Why do creationists want to destroy our already substandard education system?

Benjamin

New member
How is the idea of teaching pseudoscience in the classrooms of our public schools even up for debate in this country? To anyone who has the audacity to claim that the "science" of "intelligent design" was given any more than two seconds of thought by the "scientists" who came up with it, I feel a strong obligation to refresh your understanding of the term science.

The definition of science, as defined by the Random House Dictionary, is as follows: systematic knowledge of the physical or material world gained through observation and experimentation.

With that clarified, it becomes necessary to reacquaint ourselves with the obvious: you cannot disprove the existence of God in any way, shape or form. In other words, one cannot prove a negative. That, in and of itself, does not make God's existence intrinsically probable, let alone does it come anywhere close to proving it. It's sort of become, at this point in human history, a cliche amongst the non-religious to compare the probability of God's existence with the probability the existence of unicorns. As with God, the existence of unicorns can not be disproven. Yet nobody I know believes in them. Why is it any different with God for most people?

Intelligent design, of course, is a poorly disguised way of claiming that God is responsible for all existence. God's existence, of course, does not need to be, nor has it ever been proven, because "faith" is all that one needs to appreciate the "fact" that he exists. Faith, of course, is synonymous with "believing things without facts or evidence." And finally, "believing things without facts or evidence" could easily be applied to the term "stupidity."

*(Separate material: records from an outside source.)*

Issue #565, opened 2017-05-13
support for background images


OliverLeitner:
hi

id love to see background image support...

something like "rxvt*pixmap: /path/to/image.jpg"

is this in the plannings?

anyways, thanks for this great approach to a new generation of terminals=)

jwilm:
Probably not going to support this, but we do have plans for making the window translucent.

Radagan:
I wish you would reconsider this decision. It adds a lot to a terminal window and distinguishes it from the background in a way transparency does not.

Catman155:
I would also like this feature

ColdSauce:
I would really love this feature, as well.

KhaimovMR:
Same. Please reconsider.

i30817:
It'd be rad on a login shell ;)

chrisduerr:
Adding a background image might be something that could be reconsidered, however playing videos in the background will definitely not be. That's just too much work for a feature which is not going to be used by anyone and hardly makes much sense for a terminal emulator.

Of course some crazy ideas are fun to play around and experiment with, however I don't see something like that ever landing in Alacritty. :)

i30817:
Depressingly conservative, as is the unix tradition.

nixpulvis:
I wouldn't say "depressingly conservative". If Alacritty was closed source maybe... but there's nothing stopping a motivated member from adding this feature to their own fork. Don't be depressed :D

As for the goals of this community and mainline project; we are more focused on performance and minimalism, while still being a feature complete, working terminal emulator.

If the community truly wants this, I'd expect to see prototypes and forks pop up long before they are merged into master here.

Just my 2 cents.

pencil:
@chrisduerr Would a PR for this feature be accepted?

chrisduerr:
Honestly, I think at this point there's no way to implement this in a nice way where I'd be inclined to accept it.

It's possible that when support for something like libsixel is implemented, that it would be so trivial to implement this that it wouldn't be a lot of work to maintain, which would make it fine for me.

But generally I don't want to introduce any additional codepaths and rendering modes to support this and Alacritty currently has no way to render anything other than glyphs and rectangles.

Cyberlane:
I am experiencing ghosting when I have the `background_opacity` set, which is why I started to look for a way to set an image on the terminal itself.

sinistersnare:
One of the reasons for the closing of #2798 was that there wasnt enough interest in the feature.

[...]

PR #2798, opened 2019-09-14
Add background image

tamamu:
Add background image with a new configuration option `background_image`.
If you would like to try on it, add a new row in your `alacritty.yml` to set the path to the image, like as:
```yaml
background_image: /home/tamamu/Pictures/background.jpg
```
PNG is also ok.

There is a certain demand of this feature.
See #565

Screenshot from 2019-09-15 01-24-06


chrisduerr:
Thanks for the pull request, however as mentioned in #565, I do not think this aligns with Alacritty's goals. While it's always nice to have options and customization, I do not think it's worth the maintenance burden and overhead.

nixpulvis:
Thanks for your interest in Alacritty, and for taking the time to write this feature.

Some of us have talked a bit about this (before, and now again), and we're leaning towards not adding this feature to mainline Alacritty. I know that there some users who would like to see this added, but it's also not "make it or break it" kind of thing in our eyes. Alacritty is a pretty minimal terminal emulator, and we don't always add things just because we can.

Our concerns are specifically:

1. Feature bloat (what next, video backgrounds?)
2. Extra maintenance burden
3. Potential availability via the transparency feature

I know not everyone will agree with this decision, but we believe it's in the best interest of the project as a whole. I hope you understand.

I do encourage you to maintain this branch and use it as you need if you so desire.

aswinpajayan:
Is there a feature branch with this modification

aswinpajayan:
This feature would have been really nice

aswinpajayan:
can you give build instructions

aswinpajayan:
i was not able to get the feature when build from the sources

tamamu:
@aswinpajayan 

The branch is no longer maintained but you should be able to build it as below.

```
git clone -b background-image https://github.com/tamamu/alacritty; cd alacritty
cargo build --release
```

then edit your alacritty.yml to set the path to the background image.

Thanks!

casserlyprogramming:
>  did not show a significant amount of interest for this feature.

The 29 comments on the original issue, a follow up issue and this PR isn't enough interest from the community?

chrisduerr:
29 comments isn't a lot, no. And you conveniently left out the part where I mentioned that the lack of interest is just an additional hurdle on top of not fitting in with Alacritty's goals.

I've been reading The Ancestor's Tale: A Pilgrimage to the Dawn of Evolution by Richard Dawkins, and though the book focuses primarily on, as the name suggests, evolution, it does have occasional anti-religious remarks. The following is from early in the book, during which Dawkins makes a masterfully crafted argument:

"In spite of the fascination of fossils, it is surprising how much we would still know about our evolutionary past without them. If every fossil were magicked away, the comparative study of modern organisms, of how their patterns of resemblances, especially of their genetic sequences, are distributed among species, and of how species are distributed among the continents and islands, would still demonstrate, beyond all sane doubt, that our history is evolutionary, and that all living creatures are cousins. Fossils are a bonus. A welcome bonus, to be sure, but not an essential one. It is worth remembering this when creationists go on...about 'gaps' in the fossil record. The fossil record could be one big gap, and the evidence for evolution would still be overwhelmingly strong. At the same time, if we had only fossils and no other evidence, the fact of evolution would again be overwhelmingly supported. As things stand, we are blessed with both."

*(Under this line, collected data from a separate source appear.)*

PR #2802, opened 2019-09-15
Fix bindings incorrectly getting replaced

### LINKED ISSUE #2794: Key binding mode replacement consistency
This is a follow-up to https://github.com/jwilm/alacritty/pull/2642.

Currently the idea is that whenever a user defines a binding with a bigger scope `mode`, that the default binding is overwritten. The idea behind this is that the user's binding will always work for all scopes he has defined, while default bindings are left untouched as much as possible.

This already works well when staying either only in positive, or in negative modes, but as soon as modes are mixed like `Alt` and `~Alt` things get messed up. Overwriting a default binding by only overwriting the `~Alt` one for example, will currently also disable the `Alt` binding. This is inconsistent with what would be expected by the user, since he has only requested a change in Alacritty's behavior in this specific mode.

I think to make sure that we do not create a regression in another area by fixing this, it's probably useful to lay out a table with all possible relevant combinations and creating dedicated tests for them to assure that the specification and implementation match up properly this time.

chrisduerr:
Fixes #2794.

### DIFF
--- a/alacritty_terminal/src/input.rs
+++ b/alacritty_terminal/src/input.rs
@@ -198,10 +198,21 @@ impl<T: Eq> Binding<T> {
 
     #[inline]
     pub fn triggers_match(&self, binding: &Binding<T>) -> bool {
-        self.trigger == binding.trigger
-            && self.mods == binding.mods
-            && (self.mode.contains(binding.mode) || binding.mode.contains(self.mode))
-            && (self.notmode.contains(binding.notmode) || binding.notmode.contains(self.notmode))
+        // Check the binding's key and modifiers
+        if self.trigger != binding.trigger || self.mods != binding.mods {
+            return false;
+        }
+
+        // Completely empty modes match all modes
+        if (self.mode.is_empty() && self.notmode.is_empty())
+            || (binding.mode.is_empty() && binding.notmode.is_empty())
+        {
+            return true;
+        }
+
+        // Check for intersection (equality is required since empty does not intersect itself)
+        (self.mode == binding.mode || self.mode.intersects(binding.mode))
+            && (self.notmode == binding.notmode || self.notmode.intersects(binding.notmode))
     }
 }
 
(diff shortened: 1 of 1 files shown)


alacritty_terminal/src/input.rs
```diff
@@ -198,10 +198,21 @@ impl<T: Eq> Binding<T> {
...
     #[inline]
     pub fn triggers_match(&self, binding: &Binding<T>) -> bool {
-        self.trigger == binding.trigger
-            && self.mods == binding.mods
-            && (self.mode.contains(binding.mode) || binding.mode.contains(self.mode))
-            && (self.notmode.contains(binding.notmode) || binding.notmode.contains(self.notmode))
+        // Check the binding's key and modifiers
+        if self.trigger != binding.trigger || self.mods != binding.mods {
+            return false;
+        }
```
nixpulvis: Just a small thing, but I think you could apply good ol' De Morgan's law to make this a bit more readable.

```
if self.trigger == binding.trigger && self.mods == binding.mods
```

This is also more similar to what we had written before.

chrisduerr: Can't early return if we do it that way though. That's the only reason why I've done it like this, otherwise you're 100% correct.

I thought it would be more readable to split this up into separate conditionals with early return statements than having just one giant boolean statement and trying to add comments to that.

alacritty_terminal/src/input.rs
```diff
@@ -198,10 +198,21 @@ impl<T: Eq> Binding<T> {
...
+        // Completely empty modes match all modes
+        if (self.mode.is_empty() && self.notmode.is_empty())
+            || (binding.mode.is_empty() && binding.notmode.is_empty())
+        {
+            return true;
+        }
+
+        // Check for intersection (equality is required since empty does not intersect itself)
+        (self.mode == binding.mode || self.mode.intersects(binding.mode))
+            && (self.notmode == binding.notmode || self.notmode.intersects(binding.notmode))
```
nixpulvis: Depending on how you feel, we might be able to make this a bit clearer by breaking this into a new helper function: `modes_match`, which would deal with both of these last two chained conditionals. Just might be a little nicer since the first conditional is just about the keyboard input, while the second two are about the terminal's mode.

chrisduerr: Problem is that this is just something we want to use for this specific function. In the other areas where we match the different modes we do things differently, which is why I haven't done this yet.

It's definitely a bit confusing with how contains and intersects work, but I feel like this might be better than a bigger separation.

alacritty_terminal/src/input.rs
nixpulvis: I mean, it still passes all the tests and is logically equivalent (see [De Morgan's Laws](https://en.wikipedia.org/wiki/De_Morgan%27s_laws).

I guess I forgot to add that you need to early return `true` and not `false`, but it's still possible.

chrisduerr: Generally this is even linted by clippy, but this is not accurate with an early return. So changing it would cause test failure.

The only alternative would be the following:
```rust
!(self.trigger == binding.trigger && self.mods == binding.mods)
```

And I don't think the introduction of brackets here is beneficial (it makes the whole thing a bit harder to read, since you need to read it inside-out).

nixpulvis: Yea, sorry for the noise... Today's a mess for me.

So why do the religious insist on meticulously picking out the bits and pieces of missing details, both supposed and real (but mostly supposed), which science has yet to explain? Science is an ever-progressing process that is continuing to explain more and more about the nature and origins of existence, through rational, structured experimentation and observation. People once thought that the Earth was flat; it has since been proven, by science, that the Earth is not flat, but is, in fact, round. So of course there are going to be gaps along the way, but such gaps are being filled more and more as science progresses. Religion, however, does nothing but fabricate explanations so as to weasel their way out of giving rational input. So for religion to demand more proof on the part of science, when the religious themselves justify their assertions sheerly on "faith," is an atrocious double-standard, one that should not go unquestioned.

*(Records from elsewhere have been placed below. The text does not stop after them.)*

PR #2846, opened 2019-10-04
Resolve race between DPI change and resize events.

### LINKED ISSUE #2334: When displays are (un)plugged under Windows, parts of the terminal might become invisible
Windows 10 1809

Went from from dock to laptop screen to (crappy, slow) StarLink USB2.0 external graphics card, and afterwards I noticed that the top my vim and bash were hidden out of sight behind and below the window titlebar and buttons.

Basically the OpenGL buffer was displayed offset, so the top was not visible inside the window (or anywhere for that matter).

### LINKED ISSUE #2456: Windows 10 - text rendering artifacts after adjusting DPI scaling in Windows settings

The religious insist that there's actually a controversy within the scientific community about the validity of Darwin's theories. The Discovery Institute, a conservative think tank and staunch supporter of pseudoscience being taught in our classrooms, has even started a campaign called "Teach the Controversy." This, again, is basically just another way for creationists to redefine terms to their own liking. Evolution is quite possibly the least disputed theory in the entire scientific community, at least as a whole. The details, of course, such as the patterns that occur throughout evolution, are debated quite a bit, but there's a strong, overall consensus about the theory as a whole. There IS no controversy.

P.S. It's astonishing how most people (or most of my fellow Americans, at least) still believe in "the missing link" of human evolution, when the missing link was actually discovered in the 1800s.